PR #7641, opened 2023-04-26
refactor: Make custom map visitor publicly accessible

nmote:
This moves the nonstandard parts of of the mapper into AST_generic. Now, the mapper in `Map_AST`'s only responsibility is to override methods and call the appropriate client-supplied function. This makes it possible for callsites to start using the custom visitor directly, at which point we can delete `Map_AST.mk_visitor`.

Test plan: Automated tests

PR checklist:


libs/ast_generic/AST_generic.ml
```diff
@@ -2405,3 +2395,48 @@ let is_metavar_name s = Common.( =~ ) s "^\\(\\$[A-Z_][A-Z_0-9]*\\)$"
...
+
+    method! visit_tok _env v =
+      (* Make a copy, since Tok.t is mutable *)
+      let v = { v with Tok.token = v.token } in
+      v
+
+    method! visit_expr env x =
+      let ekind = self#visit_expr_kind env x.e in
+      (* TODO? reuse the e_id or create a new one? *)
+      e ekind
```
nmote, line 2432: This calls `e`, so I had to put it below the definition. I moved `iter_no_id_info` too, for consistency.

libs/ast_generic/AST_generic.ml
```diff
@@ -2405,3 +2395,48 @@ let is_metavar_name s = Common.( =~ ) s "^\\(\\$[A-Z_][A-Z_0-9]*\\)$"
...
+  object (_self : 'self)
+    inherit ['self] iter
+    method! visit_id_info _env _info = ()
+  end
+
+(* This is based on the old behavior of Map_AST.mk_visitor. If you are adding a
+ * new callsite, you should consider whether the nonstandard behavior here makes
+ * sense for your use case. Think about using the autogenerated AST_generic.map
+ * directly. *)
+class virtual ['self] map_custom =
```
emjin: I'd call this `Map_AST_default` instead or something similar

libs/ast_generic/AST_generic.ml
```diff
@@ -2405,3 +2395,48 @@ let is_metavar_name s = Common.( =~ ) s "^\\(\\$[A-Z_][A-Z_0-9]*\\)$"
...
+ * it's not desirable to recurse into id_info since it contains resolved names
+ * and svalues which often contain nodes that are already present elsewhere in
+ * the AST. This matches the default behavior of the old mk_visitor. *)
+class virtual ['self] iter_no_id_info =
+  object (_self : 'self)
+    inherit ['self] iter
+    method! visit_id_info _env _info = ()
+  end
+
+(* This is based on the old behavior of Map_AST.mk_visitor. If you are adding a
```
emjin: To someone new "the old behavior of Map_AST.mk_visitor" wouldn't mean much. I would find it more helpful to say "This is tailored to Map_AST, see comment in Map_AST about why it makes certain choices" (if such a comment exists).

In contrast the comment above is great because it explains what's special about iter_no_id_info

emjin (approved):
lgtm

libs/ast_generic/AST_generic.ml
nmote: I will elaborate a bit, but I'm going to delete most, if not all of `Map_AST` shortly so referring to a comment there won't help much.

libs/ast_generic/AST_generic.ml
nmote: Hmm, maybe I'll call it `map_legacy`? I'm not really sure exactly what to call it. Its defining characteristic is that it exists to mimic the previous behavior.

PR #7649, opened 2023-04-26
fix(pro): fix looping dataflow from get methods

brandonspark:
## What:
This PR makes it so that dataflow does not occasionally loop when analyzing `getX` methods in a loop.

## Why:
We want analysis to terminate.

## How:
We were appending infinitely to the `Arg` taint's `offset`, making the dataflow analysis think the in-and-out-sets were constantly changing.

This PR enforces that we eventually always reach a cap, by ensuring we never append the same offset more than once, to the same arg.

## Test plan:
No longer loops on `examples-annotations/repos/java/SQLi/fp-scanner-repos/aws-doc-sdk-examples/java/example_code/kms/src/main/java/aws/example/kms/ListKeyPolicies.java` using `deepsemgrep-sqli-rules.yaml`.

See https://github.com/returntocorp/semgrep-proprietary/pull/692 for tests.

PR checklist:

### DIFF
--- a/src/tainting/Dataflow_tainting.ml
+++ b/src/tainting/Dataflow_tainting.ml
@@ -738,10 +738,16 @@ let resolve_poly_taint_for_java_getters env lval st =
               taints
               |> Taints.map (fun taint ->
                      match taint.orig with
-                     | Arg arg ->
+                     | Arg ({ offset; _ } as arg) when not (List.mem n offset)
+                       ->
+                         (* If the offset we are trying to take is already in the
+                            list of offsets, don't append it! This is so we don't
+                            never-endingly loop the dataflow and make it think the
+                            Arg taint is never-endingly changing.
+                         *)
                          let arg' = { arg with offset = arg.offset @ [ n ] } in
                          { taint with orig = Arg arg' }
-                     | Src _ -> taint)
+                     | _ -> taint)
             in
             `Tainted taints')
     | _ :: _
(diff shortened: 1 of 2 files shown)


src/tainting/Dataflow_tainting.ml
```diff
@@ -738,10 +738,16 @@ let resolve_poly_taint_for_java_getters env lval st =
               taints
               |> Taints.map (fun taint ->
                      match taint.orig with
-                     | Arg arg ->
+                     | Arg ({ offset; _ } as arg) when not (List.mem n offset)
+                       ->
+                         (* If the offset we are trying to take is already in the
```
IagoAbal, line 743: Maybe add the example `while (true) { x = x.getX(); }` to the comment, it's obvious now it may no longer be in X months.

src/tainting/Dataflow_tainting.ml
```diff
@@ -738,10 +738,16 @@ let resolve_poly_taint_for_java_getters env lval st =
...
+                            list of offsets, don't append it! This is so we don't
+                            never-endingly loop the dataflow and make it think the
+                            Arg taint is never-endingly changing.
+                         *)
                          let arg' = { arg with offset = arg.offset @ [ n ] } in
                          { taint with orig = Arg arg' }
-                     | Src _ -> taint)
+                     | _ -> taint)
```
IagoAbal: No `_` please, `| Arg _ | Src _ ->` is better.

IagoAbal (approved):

———

--- Problem description ---
Return the entries in full. Do not alter them.

--- Output of the task ---
PR #7641, opened 2023-04-26
refactor: Make custom map visitor publicly accessible

nmote:
This moves the nonstandard parts of of the mapper into AST_generic. Now, the mapper in `Map_AST`'s only responsibility is to override methods and call the appropriate client-supplied function. This makes it possible for callsites to start using the custom visitor directly, at which point we can delete `Map_AST.mk_visitor`.

Test plan: Automated tests

PR checklist:


libs/ast_generic/AST_generic.ml
```diff
@@ -2405,3 +2395,48 @@ let is_metavar_name s = Common.( =~ ) s "^\\(\\$[A-Z_][A-Z_0-9]*\\)$"
...
+
+    method! visit_tok _env v =
+      (* Make a copy, since Tok.t is mutable *)
+      let v = { v with Tok.token = v.token } in
+      v
+
+    method! visit_expr env x =
+      let ekind = self#visit_expr_kind env x.e in
+      (* TODO? reuse the e_id or create a new one? *)
+      e ekind
```
nmote, line 2432: This calls `e`, so I had to put it below the definition. I moved `iter_no_id_info` too, for consistency.

libs/ast_generic/AST_generic.ml
```diff
@@ -2405,3 +2395,48 @@ let is_metavar_name s = Common.( =~ ) s "^\\(\\$[A-Z_][A-Z_0-9]*\\)$"
...
+  object (_self : 'self)
+    inherit ['self] iter
+    method! visit_id_info _env _info = ()
+  end
+
+(* This is based on the old behavior of Map_AST.mk_visitor. If you are adding a
+ * new callsite, you should consider whether the nonstandard behavior here makes
+ * sense for your use case. Think about using the autogenerated AST_generic.map
+ * directly. *)
+class virtual ['self] map_custom =
```
emjin: I'd call this `Map_AST_default` instead or something similar

libs/ast_generic/AST_generic.ml
```diff
@@ -2405,3 +2395,48 @@ let is_metavar_name s = Common.( =~ ) s "^\\(\\$[A-Z_][A-Z_0-9]*\\)$"
...
+ * it's not desirable to recurse into id_info since it contains resolved names
+ * and svalues which often contain nodes that are already present elsewhere in
+ * the AST. This matches the default behavior of the old mk_visitor. *)
+class virtual ['self] iter_no_id_info =
+  object (_self : 'self)
+    inherit ['self] iter
+    method! visit_id_info _env _info = ()
+  end
+
+(* This is based on the old behavior of Map_AST.mk_visitor. If you are adding a
```
emjin: To someone new "the old behavior of Map_AST.mk_visitor" wouldn't mean much. I would find it more helpful to say "This is tailored to Map_AST, see comment in Map_AST about why it makes certain choices" (if such a comment exists).

In contrast the comment above is great because it explains what's special about iter_no_id_info

emjin (approved):
lgtm

libs/ast_generic/AST_generic.ml
nmote: I will elaborate a bit, but I'm going to delete most, if not all of `Map_AST` shortly so referring to a comment there won't help much.

libs/ast_generic/AST_generic.ml
nmote: Hmm, maybe I'll call it `map_legacy`? I'm not really sure exactly what to call it. Its defining characteristic is that it exists to mimic the previous behavior.

PR #7649, opened 2023-04-26
fix(pro): fix looping dataflow from get methods

brandonspark:
## What:
This PR makes it so that dataflow does not occasionally loop when analyzing `getX` methods in a loop.

## Why:
We want analysis to terminate.

## How:
We were appending infinitely to the `Arg` taint's `offset`, making the dataflow analysis think the in-and-out-sets were constantly changing.

This PR enforces that we eventually always reach a cap, by ensuring we never append the same offset more than once, to the same arg.

## Test plan:
No longer loops on `examples-annotations/repos/java/SQLi/fp-scanner-repos/aws-doc-sdk-examples/java/example_code/kms/src/main/java/aws/example/kms/ListKeyPolicies.java` using `deepsemgrep-sqli-rules.yaml`.

See https://github.com/returntocorp/semgrep-proprietary/pull/692 for tests.

PR checklist:

### DIFF
--- a/src/tainting/Dataflow_tainting.ml
+++ b/src/tainting/Dataflow_tainting.ml
@@ -738,10 +738,16 @@ let resolve_poly_taint_for_java_getters env lval st =
               taints
               |> Taints.map (fun taint ->
                      match taint.orig with
-                     | Arg arg ->
+                     | Arg ({ offset; _ } as arg) when not (List.mem n offset)
+                       ->
+                         (* If the offset we are trying to take is already in the
+                            list of offsets, don't append it! This is so we don't
+                            never-endingly loop the dataflow and make it think the
+                            Arg taint is never-endingly changing.
+                         *)
                          let arg' = { arg with offset = arg.offset @ [ n ] } in
                          { taint with orig = Arg arg' }
-                     | Src _ -> taint)
+                     | _ -> taint)
             in
             `Tainted taints')
     | _ :: _
(diff shortened: 1 of 2 files shown)


src/tainting/Dataflow_tainting.ml
```diff
@@ -738,10 +738,16 @@ let resolve_poly_taint_for_java_getters env lval st =
               taints
               |> Taints.map (fun taint ->
                      match taint.orig with
-                     | Arg arg ->
+                     | Arg ({ offset; _ } as arg) when not (List.mem n offset)
+                       ->
+                         (* If the offset we are trying to take is already in the
```
IagoAbal, line 743: Maybe add the example `while (true) { x = x.getX(); }` to the comment, it's obvious now it may no longer be in X months.

src/tainting/Dataflow_tainting.ml
```diff
@@ -738,10 +738,16 @@ let resolve_poly_taint_for_java_getters env lval st =
...
+                            list of offsets, don't append it! This is so we don't
+                            never-endingly loop the dataflow and make it think the
+                            Arg taint is never-endingly changing.
+                         *)
                          let arg' = { arg with offset = arg.offset @ [ n ] } in
                          { taint with orig = Arg arg' }
-                     | Src _ -> taint)
+                     | _ -> taint)
```
IagoAbal: No `_` please, `| Arg _ | Src _ ->` is better.

IagoAbal (approved):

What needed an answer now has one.